Glioblastoma is the most common primary brain tumor in adults and is rapidly fatal. Treatment monitoring of these patients has increased awareness that many patients have new areas of contrast enhancement without progressive clinical signs and symptoms. Although the enhancing areas mimic tumor progression, the lesions result from treatment effects and subsequently stabilize or improve without further treatment and are not correlated with poorer outcomes. This phenomenon has been termed pseudoprogression and is hypothesized to occur secondarily to edema and vessel permeability in the tumor area as a result of the combined effects of radiation and chemotherapy. Since the new enhancing lesions of pseudoprogression are indistinguishable from true disease progression, there is a need for a predictive model to distinguish the two phenomena. We developed a classification algorithm that combines perfusion and diffusion MRI imaging to effectively partition the cases as one exhibiting true or pseudo progression based on a vector of features containing T1, rCBV and ADC imaging. The multi-sequence classification algorithm uses an expectation maximization (EM) algorithm that learns from training cases with known clinical outcome to assigns each voxel to a type of tissue. A training set of 20 where the clinical outcome is known from biopsy or from long-term follow-up was used by EM algorithm to model typical imaging values within tissue of pseudo, tumor, edema, necrosis, vessels or brain anatomy to construct a database of expected values for each tissue type.

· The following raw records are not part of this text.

PR #430, opened 2026-04-17
feat(shell): add `agent` supplemental command with AgentBridge + bash allowlist

trieloff:
## Summary

Introduces the `agent` shell command and the infrastructure to support spawning Pi-based sub-agents from inside scoops, alongside a set of hardening fixes across the scoop/restricted-FS/agent-bridge stack.

Major additions:
- **`agent` supplemental command + AgentBridge**: `feat(shell): add \`agent\` supplemental command scaffolding`, `feat(scoops): implement AgentBridge for agent shell command`, `feat(scoops): publish AgentBridge on globalThis.__slicc_agent in CLI + extension bootstrap`, plus multiple bridge fixes (registry visibility, parent modelId inheritance, ephemeral-scoop registration, cwd validation, side-panel proxy publication, mid-stream delta persistence, chronologically-last assistant output).
- **Bash allowlist rewritten on just-bash AST**: `refactor(bash-allowlist): rewrite on just-bash AST`, plus follow-ups closing subshell-in-double-quotes, bare-`&`/newline, arithmetic-expansion, and nested `ParameterExpansion`/`BraceExpansion` bypasses. Vendored patched `just-bash` exposing its AST parser to the browser; added a tsc-backed type surface.
- **RestrictedFS hardening**: closed sync and async lstat ancestor-symlink escapes (VAL-FS-019 parity), implemented the `VfsAdapter` sync+realpath contract.
- **Orchestrator fix**: remove scoop from registry before firing terminal `onStatusChange` callback.
- **Factory/skills docs**: new `upstream-integration-worker` skill and numerous scrutiny/user-testing round notes in `.factory/`.

53 commits, 443 files, +27k/-768.

## Test plan

- [ ] `npx prettier --check .`
- [ ] `npm run typecheck`
- [ ] `npm run test`
- [ ] `npm run build`
- [ ] `npm run build -w @slicc/chrome-extension`
- [ ] Manual: spawn a scoop via `agent` from the CLI float; confirm it shows in `list_scoops` and the UI
- [ ] Manual: same flow in the Chrome extension float (side-panel proxy path)
- [ ] Manual: verify bash-allowlist rejects the previously-bypassing forms (subshell-in-dq, bare `&`/newline, arithmetic braced expansion)

## Maintenance

The local source-of-truth for this PR is the `droid-2` branch. `origin/agent-cli` is kept as a cleaned mirror via a detached worktree at `../slicc-agent-cli`. Stripped from the mirror to keep the diff reviewable:

[...]

PR #433, opened 2026-04-18
feat(shell): per-scoop command allow-list via just-bash commands filter

trieloff:
## Summary

Adds an optional `allowedCommands` to `WasmShellOptions` (and surfaces it on `ScoopConfig`) so each scoop can restrict which shell commands are executable. Leans on just-bash's native `commands:` filter — no AST walker, no vendored types.

- **Default (omitted / `['*']`):** every built-in, custom, and `.jsh` command is available. Existing behavior unchanged.
- **Restricted:** only listed names are registered on the underlying `Bash` instance. Anything else fails with exit code 127 (`command not found`) at dispatch — including inside pipelines, subshells, and command substitution, because just-bash resolves every simple command through the same registry.
- Applies uniformly to:
  - just-bash built-ins (`getCommandNames()` + `getNetworkCommandNames()`)
  - slicc custom commands (`git`, `mount`, skills, supplemental)
  - `.jsh` auto-discovered scripts

4 files, +176/-8:

- `packages/webapp/src/shell/wasm-shell.ts` — the filter plus `isCommandAllowed()` gate on jsh registration/fallback
- `packages/webapp/src/scoops/types.ts` — new `ScoopConfig.allowedCommands`
- `packages/webapp/src/scoops/scoop-context.ts` — thread the config field through when constructing the scoop's `WasmShell`
- `packages/webapp/tests/shell/wasm-shell.test.ts` — 9 new tests covering default / wildcard / empty / pipeline / substitution / custom / `.jsh` / `/usr/bin`

Motivation: the existing allow-list infrastructure on `droid-2`/PR #430 parses every bash invocation into an AST and walks every node looking for disallowed substitutions (~600 LOC + vendored just-bash internal type surface). That work is redundant with just-bash's `BashOptions.commands` primitive, which filters the command registry directly. Disallowed names in `$(...)`, `<(...)`, subshells, eval, etc. all resolve through the same registry and therefore fail the same way.

## Test plan

- [x] `npm run test` — 2624 pass / 2 skipped (including 9 new `WasmShell command allow-list` cases)
- [x] `npx prettier --check` on all changed files
- [x] `npm run typecheck` — no new errors (pre-existing unrelated `lucide` type resolution error on `main` untouched)
- [ ] `npm run build`

### DIFF
--- a/packages/webapp/src/scoops/scoop-context.ts
+++ b/packages/webapp/src/scoops/scoop-context.ts
@@ -161,6 +161,7 @@ export class ScoopContext {
         env: Object.keys(secretEnv).length > 0 ? secretEnv : undefined,
         browserAPI: browser,
         jshDiscoveryFs: this.skillsFs ? effectiveSkillsFs : undefined,
+        allowedCommands: this.scoop.config?.allowedCommands,
       });
       log.info('WasmShell initialized', { folder: this.scoop.folder });
       const skills = await loadSkills(effectiveSkillsFs, this.skillsDir);
--- a/packages/webapp/src/scoops/types.ts
+++ b/packages/webapp/src/scoops/types.ts
@@ -77,6 +77,13 @@ export interface ScoopConfig {
    * they always use an unrestricted filesystem.
    */
   writablePaths?: readonly string[];
+  /**
+   * Shell command allow-list. When omitted (or when it contains `'*'`), every
+   * built-in, custom, and `.jsh` command is available — the default. Otherwise
+   * only commands whose names appear in the list can execute inside this
+   * scoop's shell, including through pipelines and substitution.
+   */
+  allowedCommands?: readonly string[];
 }
 
 /** Message from any channel */
--- a/packages/webapp/src/shell/wasm-shell.ts
+++ b/packages/webapp/src/shell/wasm-shell.ts
@@ -404,6 +404,31 @@ export class WasmShell {
       customCommands,
     });
 
+    // Network-command post-registration cleanup (Codex P1 on #433).
+    //
+    // just-bash's `BashOptions.commands` filter controls only the non-network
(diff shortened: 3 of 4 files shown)


trieloff:
Pushed [0337402](https://github.com/ai-ecoverse/slicc/commit/0337402) (on top of a rebase onto main post-#435/#442):

**Codex P1 — network commands bypass the allow-list** — **confirmed and fixed**. I traced just-bash's constructor in the bundled source:

\`\`\`js
for (let i of M0(t.commands)) this.registerCommand(i);
if (t.fetch || t.network) for (let i of U0()) this.registerCommand(i);
\`\`\`

\`U0()\` = \`getNetworkCommandNames()\`. \`WasmShell\` always passes \`fetch\` via \`createProxiedFetch()\`, so just-bash registered every network command regardless of \`BashOptions.commands\`. A scoop with \`allowedCommands: ['echo']\` could still run \`curl\`.

Fix: after \`new Bash(...)\`, reach into its private \`commands: Map\` via cast and delete disallowed network names. Two new regression tests:
- Blocks \`curl\` / \`wget\` when not on the allow-list (exit 127, "not found")
- Keeps \`curl\` working when explicitly allowed (no 127)

The cast is intentional; commented inline. Upstream, a cleaner fix would be for just-bash to respect \`commands\` for network too — but that's out of scope for this PR.

**Copilot — VFS dispose cleanup** — fixed. New \`afterEach\` in the \`WasmShell command allow-list\` describe block matches the pattern in the sibling \`.jsh command registration\` suite.

All 50 tests in \`wasm-shell.test.ts\` pass (was 48 pre-fix, +2 new network-bypass regressions).

Leaving this PR **not** queued — I'd like to wait until #443 (LLM-facing \`allowedCommands\` param on \`scoop_scoop\`) lands so we can verify the end-to-end path from tool-call → \`ScoopConfig\` → \`WasmShell\` live, instead of just via unit tests.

When presented with a new case, the algorithm automatically classifies voxels by their geographical proximities and Mahalanobis distance to the pre-sampled values. Usage of advanced classification techniques allows automated labeling of voxels into normal, pseudoprogression or tumoral tissue types. The technique allows for early detection of pseudo progression to spare patients from unnecessary surgery or toxic chemotherapy.